Reframing Human-AI Collaboration for Generating Free-Text Explanations
This addresses the challenge of improving AI-generated explanations for human users, though it is incremental as it builds on existing few-shot methods and filtering techniques.
The paper tackled the problem of generating free-text explanations for classification decisions using large language models, finding that GPT-3-generated explanations are often preferred over crowdsourced ones, but still need improvement in aspects like novelty and label support, and developed a pipeline with a supervised filter to enhance acceptability.
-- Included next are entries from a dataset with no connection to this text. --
PR #26, opened 2015-08-18
message for Obsolete warning + updated README

adamsitnik:
Just a minor fix: message for Obsolete warning which tells what to use now + updated README (I was confused after update so fixed this)

PS. This tool is just awesome!!


AndreyAkinshin:
Thanks!

PR #32, opened 2015-09-10
Update BenchmarkProgram.txt

mattwarren:
So that any errors in the [Benchmark] method are shown in the console, at the moment you just get the cryptic message:

> Something bad happened during the execution of {exeName}. Try to run the benchmark again using an AnyCPU application

@AndreyAkinshin are there any perf issues with wrapping the measurement code like this? i.e. is it a problem putting in an exception block at the top-level?

**Before**:

exception thrown by the benchmark - default

**After**:

exception thrown by the benchmark - proposed behaviour


AndreyAkinshin:
>  are there any perf issues with wrapping the measurement code like this? i.e. is it a problem putting in an exception block at the top-level?

I don't think so, it looks ok.

mattwarren:
thanks

PR #58, opened 2015-12-09
build fix: removing post build event that tried to copy non-existing dll

adamsitnik:
I could not compile the solution due to lack of file that was copied in post build event.

I have checked and "CLRMD\x86\msdia120.dll" was never a part of the repo. But from what I see is that @mattwarren has added CLRMD folder with this post build event [recently](https://github.com/PerfDotNet/BenchmarkDotNet/commit/37f468db46c997d67f9ef3efe399bfe9a8e31b49). So Matt my question to you is whether you should add the missing file or is my fix ok?


mattwarren:
@adamsitnik thanks for spotting and fixing this. Yeah it's my bad, I left this in after I tidied a few things up!!

mattwarren:
Sorry about this, I'm not sure what happened here.

> I have checked and "CLRMD\x86\msdia120.dll" was never a part of the repo. 

It should be, see https://github.com/PerfDotNet/BenchmarkDotNet/tree/master/CLRMD, maybe I did something wrong when I added them

mattwarren:
Uggh, sorry I mis-read your post, CLRMD\\**x86**\\msdia120.dll is indeed missing. I'll fix this. 

Also see #62

adamsitnik:
I can see that you have added the files, so I close my PR now.

mattwarren:
Thanks

PR #106, opened 2016-02-28
Changed GCDiagnoser to inspect live ETW event stream instead of recording to a file

### LINKED ISSUE #102: GCDiagnoser should create a real-time ETW session and not use logman to record to a file
Continuing the discussion from https://github.com/PerfDotNet/BenchmarkDotNet/commit/ae71f296843b2d9bd05892477241c4193573b42e. Need to make the diagnosers project refer to the TraceEvent NuGet package (which supports .NET 3.5), and then the `TraceEventSession` class can be used for real-time event processing.

@mattwarren

goldshtn:
If merged this closes #102.


mattwarren:
@goldshtn thanks again for doing this, I ran it locally and it all looks good.

PR #115, opened 2016-03-11
Executing single Benchmark for multiple Runtimes

adamsitnik:
We can use the advantages of xprojs and project.json files that allows targeting multiple frameworks and run single benchmark for multiple runtimes.

The mandatory thing is to set Framework for Runtime.Clr in explicit way. The app that contains the benchmarks must also be targeting all the frameworks. Just like BenchmarkDotNet.Samples does.

Sample config:
```
internal class AllRuntimesConfig : ManualConfig
{
	public AllRuntimesConfig()
	{
		Add(Job.Default.With(Runtime.Dnx).With(Jit.Host));
		Add(Job.Default.With(Runtime.Core).With(Jit.Host));
		Add(Job.Default.With(Runtime.Clr).With(Jit.Host).With(Jobs.Framework.V40));
	}
}
```

Sample results:
image

### DIFF
--- a/BenchmarkDotNet.IntegrationTests/MultipleRuntimesTest.cs
+++ b/BenchmarkDotNet.IntegrationTests/MultipleRuntimesTest.cs
@@ -1,0 +1,42 @@
+﻿using System;
+using System.Linq;
+using BenchmarkDotNet.Attributes;
+using BenchmarkDotNet.Configs;
+using BenchmarkDotNet.Jobs;
+using BenchmarkDotNet.Running;
+using BenchmarkDotNet.Toolchains;
+using Xunit;
+
+namespace BenchmarkDotNet.IntegrationTests
+{
+    public class MultipleRuntimesTest
+    {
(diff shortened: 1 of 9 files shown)


AndreyAkinshin:
Hi @adamsitnik, I have several points:
* Don't use master branch for PR, use `develop`. By desing, `master` is only for stable releases.
* Here is the plan: 
  1. publish v0.9.3 with CoreCLR support (I still play with different settings in `project.json` and prerelease versions, try it on several OS)
  2. merge master into `develop` (probably, an issue for you)
  3. continue to write new stuff in the `develop` branch and merge it into master per release.

adamsitnik:
Sorry for trouble, I am new to git workflow. Thanks for the explanation, it makes more sense to me now. I should probably also start using the chat :)
Btw. I hope you like this feature.

adamsitnik:
I am closing, will reopen as PR to develop branch

Issue #53, opened 2015-11-28
Diagnostic improvements


AndreyAkinshin:
@mattwarren, I want the following list of features:
- [X] 1. I want be able to add a diagnostic class with the `AddDiagnoster` method in manual mode (automatic loading should work in audo mode).
- [X] 2. I want a special diagnostic `BenchmarkIterationMode` for diagnostic. It should be run before the pre-warmup stage.
- [ ] 3. Now I have troubles with diagnostic of x86 benchmark from the x64 host application. Can we fix it?
- [x] 4. It would be cool to split the current diagnostic class to source diagnoster (IL and ASM) and runtime diagnoster (GC, Segments, and so on).
- [x] 5. We should cover the diagnostics by unit tests.

What do you think?

AndreyAkinshin:
I have tried to implement tasks 1 and 4. Please, review (https://github.com/PerfDotNet/BenchmarkDotNet/commit/28083486f9423229545969617cab4b05909ba346).
Now you can add specific diagnostic with a command like arguments like `-d=source,runtime` (`d` means diagnostic, target diagosers will be matched by name).

mattwarren:
> I have tried to implement tasks 1 and 4. Please, review (2808348).

Thanks for doing that, at first glance it looks good, but I'll have a more of a look later on today.

> 2 - I want a special diagnostic BenchmarkIterationMode for diagnostic. It should be run before the pre-warmup stage.

Just curious, what's the reason for this? Is it so the diagnostic doesn't interfere with calculating the `invokeCount`

> 3 - Now I have troubles with diagnostic of x86 benchmark from the x64 host application. Can we fix it?

Yeah that's a problem with the CLRMD library, it doesn't want to analyse a 32-bit process from a 64-bit host app. I'll take a look, I *think* I can fix it by having a small shim 32-bit process that can then launch the 32-bit benchmark.

AndreyAkinshin:
> Thanks for doing that, at first glance it looks good, but I'll have a more of a look later on today.

Ok. I just implemented basic concepts. Please, refactor the diagnostic classes at its discretion.

> Just curious, what's the reason for this? 

Theoretically, it can affects the warmup process. We should try to avoid any additional logic between our runs. So, I suggest to create a special stage: diagnostic. We can run it directly without hacks like `if (line.StartWith("// Warmup") ...`. The source code will be more clear.

[...]

PR #117, opened 2016-03-13
Executing single Benchmark for multiple Runtimes [with Diagnoser attached]

adamsitnik:
project.json files allows us to target multiple frameworks. The master process of BenchmarkDotNet always generates, builds and executes new program that executes single benchmark. Master process monitors and parses the output of the the child process. When any diagnoser is used, it also attaches to the child process.

What I have noticed is that the runtime and framework of the child and master process do NOT have to be the same. The only limitation is for some Diagnosers the processor architecture must be the same for both processes.

So with project.json files and dotnet cli we can build and execute single program for different runtimes/frameworks configuration. Currently diagnosers do not support Core, but if our master process is not Core, and the child is, then we can simply attach to it (only on Windows) and use existing diagnosers.

I am not a native english speaker, but I hope that my explanation is good enough to understand it. Please ask questions if something is unclear.

The mandatory thing is to set Framework for Runtime.Clr in explicit way. The app that contains the benchmarks must also be targeting all the frameworks. Just like BenchmarkDotNet.Samples does.

Sample config:
```
internal class MultipleRuntimesConfig : ManualConfig
{
	public MultipleRuntimesConfig()
	{
		Add(Job.Default.With(Runtime.Dnx));
		Add(Job.Default.With(Runtime.Core));
		Add(Job.Default.With(Runtime.Clr).With(Jobs.Framework.V40));
	}
}
```

Sample results:
image

Sample results for GCDiagnoser:
image

### DIFF
--- a/BenchmarkDotNet.IntegrationTests/MultipleRuntimesTest.cs
+++ b/BenchmarkDotNet.IntegrationTests/MultipleRuntimesTest.cs
@@ -1,0 +1,57 @@
+﻿using System;
+using System.Linq;
+using BenchmarkDotNet.Attributes;
+using BenchmarkDotNet.Configs;
+using BenchmarkDotNet.Jobs;
+using BenchmarkDotNet.Running;
+using BenchmarkDotNet.Toolchains;
+using Xunit;
+
+namespace BenchmarkDotNet.IntegrationTests
+{
+    public class MultipleRuntimesTest
+    {
+        private class MultipleRuntimesConfig : ManualConfig
+        {
+            public MultipleRuntimesConfig()
+            {
+                Add(Job.Dry.With(Runtime.Dnx).With(Jit.Host));
+                Add(Job.Dry.With(Runtime.Core).With(Jit.Host));
+                Add(Job.Dry.With(Runtime.Clr).With(Jit.Host).With(Framework.V45));
+            }
+        }
+
+        [Fact]
+        public void SingleBenchmarkCanBeExecutedForMultpleRuntimes()
+        {
+            var summary = BenchmarkRunner.Run<MultipleRuntimesTest>(new MultipleRuntimesConfig());
+
+            Assert.True(summary.Reports.Values
+                .All(report => report.ExecuteResults
+                .All(executeResult => executeResult.FoundExecutable)));
+
+            Assert.True(summary.Reports.Values.All(report => report.AllMeasurements.Any()));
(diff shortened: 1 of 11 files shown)


AndreyAkinshin:
@mattwarren, can you take a look?

BenchmarkDotNet.IntegrationTests/MultipleRuntimesTest.cs
```diff
@@ -0,0 +1,57 @@
...
+{
+    public class MultipleRuntimesTest
+    {
+        private class MultipleRuntimesConfig : ManualConfig
+        {
+            public MultipleRuntimesConfig()
+            {
+                Add(Job.Dry.With(Runtime.Dnx).With(Jit.Host));
+                Add(Job.Dry.With(Runtime.Core).With(Jit.Host));
+                Add(Job.Dry.With(Runtime.Clr).With(Jit.Host).With(Framework.V45));
```
AndreyAkinshin: You shouldn't write `With(Jit.Host)`, `Jit.Host` is the default value.

mattwarren:
> The only limitation is for some Diagnosers the processor architecture must be the same for both processes.

@adamsitnik Yeah I need to remove this restriction, so we allow 32-bit/64-bit `Source` diagnostics regardless of the bit-ness of the parent process. It's being tracked as part of #53

mattwarren:
@AndreyAkinshin @adamsitnik I realise I'm assigned to this issue, but I've lost track of what I was supposed to be doing ;-)

Do I just need to look through the code or am I included because of the 32-bit/64-bit issue with `Source` diagnostics? If it's the latter then I don't think the PR shouldn't be blocked by this issue.

adamsitnik:
@mattwarren I guess that @AndreyAkinshin assigned you because this issue covers Diagnosers. I think that I will just close it (because of the conflicts) and push the changes directly to develop. As far as you are ok with that.

mattwarren:
@mattwarren I guess that @AndreyAkinshin assigned you because this issue covers Diagnosers

Ah that makes sense. I've looked through the PR and all the Diagnoser stuff looks fine.

>  I think that I will just close it (because of the conflicts) and push the changes directly to develop. As far as you are ok with that.

That's absolutely fine with me.

adamsitnik:
I have pushed the changes directly to develop, so now I am closing this.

Large language models are increasingly capable of generating fluent-appearing text with relatively little task-specific supervision. But can these models accurately explain classification decisions? We consider the task of generating free-text explanations using human-written examples in a few-shot manner. We find that (1) authoring higher quality prompts results in higher quality generations; and (2) surprisingly, in a head-to-head comparison, crowdworkers often prefer explanations generated by GPT-3 to crowdsourced explanations in existing datasets. Our human studies also show, however, that while models often produce factual, grammatical, and sufficient explanations, they have room to improve along axes such as providing novel information and supporting the label. We create a pipeline that combines GPT-3 with a supervised filter that incorporates binary acceptability judgments from humans in the loop. Despite the intrinsic subjectivity of acceptability judgments, we demonstrate that acceptability is partially correlated with various fine-grained attributes of explanations. Our approach is able to consistently filter GPT-3-generated explanations deemed acceptable by humans.